New Delhi: The Kerala high court on Thursday, June 17, granted interim anticipatory bail to the Lakshadweep filmmaker against whom a sedition case was registered after she criticised the island’s administration.
LiveLaw has reported that a single bench of Justice Ashok Menon has granted bail to Aisha Sultana for a week, ordering her to appear before Kavaratti police for interrogation on June 20.
June 20 is date mentioned in the notice served on Sultana, under Section 41A of the Code of Criminal Procedure.
The court has ordered bail if she is arrested. Kavaratti Police had registered an FIR against Sultana under sections 124A (sedition) and 153B (acts against national integration) of the Indian Penal Code following a complaint by C. Abdul Khader Haji, the BJP’s Lakshadweep chief.
As The Wire has reported, the BJP member had taken exception to the filmmaker calling the Union Territory’s administrator Praful Khoda Patel a ‘bioweapon’ on a television channel debate, criticising his decision to do away with mandatory quarantine in the island. This decision, she said, is responsible for the surge of COVID-19 cases in Lakshadweep.
Sultana’s counsel, senior advocate P. Vijayabhanu said in court today that the remark was made in the “heat of the moment” during the TV debate and said that it was “a lapse”, according to LiveLaw.
Also read: Criticism of Political Matters is Not Sedition: Lakshadweep Filmmaker Moves Kerala HC
He told the bench that Sultana clarified her remarks later and has apologised as well.

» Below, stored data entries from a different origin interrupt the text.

PR #2133, opened 2026-06-25
Remove fake math from \underline

josephwright:

# Internal housekeeping

## Status of pull request

- Feedback wanted 
- Under development
- [x] Ready to merge

- [ ] Test file(s) added


base/doc/ltnews44.tex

Vijayabhanu reportedly referred to the Supreme Court’s Kedar Nath and Vinod Dua judgments – which were also mentioned in Sultana’s plea to the court – and said that criticism against the government, “even if expressed in harsh language,” does not amount to sedition and also that this case does not require custodial interrogation.
Sultana’s bail plea was opposed by the Lakshadweep administration’s standing counsel S. Manu who said that the remark was “powerful, noxious” and could “create disaffection amongst the island inhabitants against the Government of India,” according to LiveLaw.
“She has practically sowed the seeds of separatism in the minds of people. Imagine a school going girl hearing her statements. She is a filmmaker in a position of influence…If people of Lakshadweep are told that the government of India has used bio-weapon against them like China, what more is required to create disaffection against the government. This is clearly Section 124A IPC’, the standing counsel argued, according to LiveLaw.
Advocate Krishna Raj also made submissions on behalf of a third party who opposed the bail plea. Raj said Sultana’s remarks had “international ramifications.”